ASSIGNMENT: Quote exactly, and only, the lines of the material below from the line with "out as well" through the line with "It is **very**".

◇ ◇ ◇ ◇

PR #432, opened 2025-08-02
Fix typo in searching.md

leedoughty:
Fixes typo in https://docs.ankiweb.net/searching.html#matching-special-characters


Danika-Dakika:
Great catch!

PR #441, opened 2025-08-25
Add removed notice for CMRR

Luc-Mcgrady:
ref: https://forums.ankiweb.net/t/cant-find-cmrr-option/66120/2


Expertium:
Would you please also remove mentions of CMRR from help tips in Anki?

src/deck-options.md
```diff
@@ -482,7 +482,11 @@ Use this option sparingly, as it will add a review entry to each of your cards,
 
 If you're first switching from SM-2 and still wish to use this option, we recommend you first create a backup, enable FSRS with rescheduling, and then if needed, you can undo or restore from the backup.
 
-### Compute Minimum Recommended Retention
+### Compute Minimum Recommended Retention (pre 25.07) {#compute-minimum-recommended-retention}
```
NamelessGO, line 485: Use <25.07 instead

avidseeker:
It'd be better to also add an explanation of *why* was it removed and what's the alternative?

Expertium:
@abdnh check this PR out as well

abdnh:
Thank you!

PR #448, opened 2025-09-09
Remove duplicate word in cloze explanation

leedoughty:
Removes duplicate word in https://docs.ankiweb.net/templates/errors.html#single-empty-cards


Danika-Dakika:
Great catch!

PR #451, opened 2025-09-19
[SyncServer] Add instructions for credentials

PetitPotiron:
It is **very** hard to understand, when self-hosting your syncserver, where you must put your credentials in order to synchronize the whole thing.

[This forum topic](https://forums.ankiweb.net/t/how-to-use-self-hosted-anki-server-on-linux-and-windows-anki-client/49264) illustrates the case. There's no prompt anywhere asking for the credentials, and it's *not* obvious that the credentials must be set in **AnkiWeb Account**, because it's written everywhere that's it's a different service, which is not affiliated with Anki...

I also struggled for a long time before finally figuring it out.

So anyways, the UI deserves to be enhanced as well.

In this PR,  I added instructions for where to put the user credentials when using a self-hosted syncserver.

### DIFF
--- a/src/sync-server.md
+++ b/src/sync-server.md
@@ -135,6 +135,7 @@ that the server binds to.
 
 ## Client Setup
 
+### Server URL
 You'll need to determine your computer's network IP address, and then
 point each of your Anki clients to the address, e.g something like
 `http://192.168.1.200:8080/`. The URL can be configured in the preferences.
@@ -148,6 +149,9 @@ Older desktop clients required you to define `SYNC_ENDPOINT` and
 `http://192.168.1.200:8080/sync/` and `http://192.168.1.200:8080/msync/`
 respectively. AnkiDroid clients before 2.16 require separate configuration for
 the two endpoints.
+
+### Credentials
+To be able to synchronize, put your user credential (`SYNC_USER1` for example) in the **AnkiWeb account** section of the preferences.
 
 ## Reverse Proxies
 
--- a/src/sync-server.md
+++ b/src/sync-server.md
@@ -151,7 +151,8 @@ respectively. AnkiDroid clients before 2.16 require separate configuration for
 the two endpoints.
 
 ### Credentials
-To be able to synchronize, put your user credential (`SYNC_USER1` for example) in the **AnkiWeb account** section of the preferences.
+To be able to synchronize, put your user credential (`SYNC_USER1` for example)
+in the **AnkiWeb account** section of the preferences.
 
 ## Reverse Proxies
 


PetitPotiron:
[This forum topic](https://forums.ankiweb.net/t/client-setup-section-in-sync-server-doc-needs-to-be-clarified/34863) also show that it's unclear

PetitPotiron:
> >    because it's written everywhere that's it's a different service, which is not affiliated with Anki...
>
> Not sure where you read that. AnkiWeb is an official webservice affiliated with Anki, see e.g. the official FAQs (https://faqs.ankiweb.net/anki-knockoffs.html).

I apologize for the misunderstanding, I don't know where I read that either.

> However, if you setup your custom sync server the Anki GUI still claims you sync with "AnkiWeb", even though that isn't the case anymore. You sync with your own sync server instead.

That's the problem, in my opinion. I believe it's not clear enough. And several forum posts show so too.

Even though it's written [at the beginning of the SyncServer doc](https://docs.ankiweb.net/sync-server.html#self-hosted-sync-server), not every user who uses a custom SyncServer will be its Administrator, and thus we should also explain it in [the section dedicated to the Client setup](https://docs.ankiweb.net/sync-server.html#client-setup), for both people who don't read beginnings of documents (almost always prerequisites, which can easily be fulfilled) and people who read the section they are interested in.

GithubAnon0000:
@PetitPotiron 

I also think it makes sense to include Credentials as you did in your PR in the client setup section. If the 80 column limit commit has been merged, then your PR is ready to merge in my opinion. Like this:

```suggestion
To be able to synchronize, put your user credential (`SYNC_USER1` for example)
in the **AnkiWeb account** section of the preferences.
```

(you can copy paste it. Github errors out with "internal error", so I cannot suggest a commit)

src/sync-server.md
```diff
@@ -149,6 +150,9 @@ Older desktop clients required you to define `SYNC_ENDPOINT` and
 respectively. AnkiDroid clients before 2.16 require separate configuration for
 the two endpoints.
 
+### Credentials
+To be able to synchronize, put your user credential (`SYNC_USER1` for example) in the **AnkiWeb account** section of the preferences.
```
GithubAnon0000:
```suggestion
To be able to synchronize, put your user credential (`SYNC_USER1` for example)
in the **AnkiWeb account** section of the preferences.
```

GithubAnon0000 (changes requested):
I can do the review again, the issue on githubs side is solved.

@PetitPotiron, please merge my suggestion. This PR LGTM after that's done.

src/sync-server.md
GithubAnon0000: @abdnh could you merge my suggestion here and then check if this looks good to you?

abdnh (approved):
Thank you!

abdnh:
Note: the docs are being moved to the main repo (we'll transfer open issues soon). I'll try to merge ready PRs, but future PRs should be submitted to https://github.com/ankitects/anki

GithubAnon0000:
Could we update the readme at the top to very prominently make this clear, please?

PR #449, opened 2025-09-16
Added "Help Me Decide", changed wording about DR

Expertium:
https://github.com/ankitects/anki-manual/pull/383 is inactive, so I made this
@Danika-Dakika feedback is welcome

PR #468, opened 2025-11-26
Remove "Evaluate FRSR Parameters" manual section

helmutcarter:
because that option has now been removed from Anki. Fixes issue ankitects/anki#5431


abdnh:
Looks like this was handled in #449. Thank you.

PR #472, opened 2025-12-26
fix(#471): replace legacy print.html button to prevent repeated print trigger

melvnl:
## Summary
This PR fixes the legacy print button behavior that causes the browser print dialog to be **re-triggered unintentionally** when navigating back or forward after canceling printing. See the issue https://github.com/ankitects/anki/issues/5427

The current implementation links to `/print.html`, which leads to poor print usage and UX on both desktop and mobile.

## Problem
- Clicking the print icon navigates to `/print.html`
- The browser print dialog opens
- Cancelling print and navigating back/forward retriggers the print dialog
- This creates a frustrating “loop-like” behavior

This is a UI glitch that **breaks expected print usage** and disrupts normal reading flow.

## Solution
- Intercept clicks on the legacy print link
- Prevent navigation to `/print.html`
- Invoke `window.print()` directly via JavaScript

This ensures:
- Print dialog opens once per explicit click
- No navigation occurs
- Back/forward navigation does not retrigger printing

## Implementation
- Added `js/print.js` with a click handler for the print button
- Included the script via `additional-js` in `book.toml`
- No theme overrides or build-toolchain changes

## Related Issue
https://github.com/ankitects/anki/issues/5427

### DIFF
--- a/book.toml
+++ b/book.toml
@@ -20,6 +20,7 @@ assets_version = "3.0.3" # do not edit: managed by `mdbook-admonish install`
 git-repository-url = "https://github.com/ankitects/anki-manual/"
 cname = "docs.ankiweb.net"
 additional-css = ["css/misc.css", "css/mdbook-admonish.css"]
+additional-js = ["js/print.js"]
 smart-punctuation = true
 mathjax-support = true
 
--- a/js/print.js
+++ b/js/print.js
@@ -1,0 +1,46 @@
+(function() {
+    const isPrintPage = window.location.pathname.includes('print.html');
+    const urlParams = new URLSearchParams(window.location.search);
+    const hasTrigger = urlParams.get('do_print') === 'true';
+
+    // This only modifies the link on the current page to add the trigger.
+    const updatePrintButton = () => {
+        const printButton = document.querySelector('a[href*="print.html"]');
+        if (printButton && !printButton.href.includes('do_print')) {
+            const separator = printButton.href.includes('?') ? '&' : '?';
+            printButton.href += separator + 'do_print=true';
+        }
+    };
+
+    // --- PART 2: PRINT PAGE LOGIC ---
+    if (isPrintPage) {
+        // If we land on print.html without the trigger (e.g., via Back/Forward),
+        // use location.replace to bounce the user back to the previous chapter
+        // without adding a new entry to the history stack.
+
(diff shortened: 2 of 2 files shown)


GithubAnon0000 (changes requested):
Your proposal doesn't seem to work properly. It causes only the current page to be printed, whereas the current implementation prints the entire book.

Printing the current page only can already be easily achieved with the browser (e.g. pressing <kbd>Ctrl+p</kbd>), but printing the entire book is only possible with this button.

◇ ◇ ◇ ◇

YOUR SOLUTION:
@abdnh check this PR out as well

abdnh:
Thank you!

PR #448, opened 2025-09-09
Remove duplicate word in cloze explanation

leedoughty:
Removes duplicate word in https://docs.ankiweb.net/templates/errors.html#single-empty-cards


Danika-Dakika:
Great catch!

PR #451, opened 2025-09-19
[SyncServer] Add instructions for credentials

PetitPotiron:
It is **very** hard to understand, when self-hosting your syncserver, where you must put your credentials in order to synchronize the whole thing.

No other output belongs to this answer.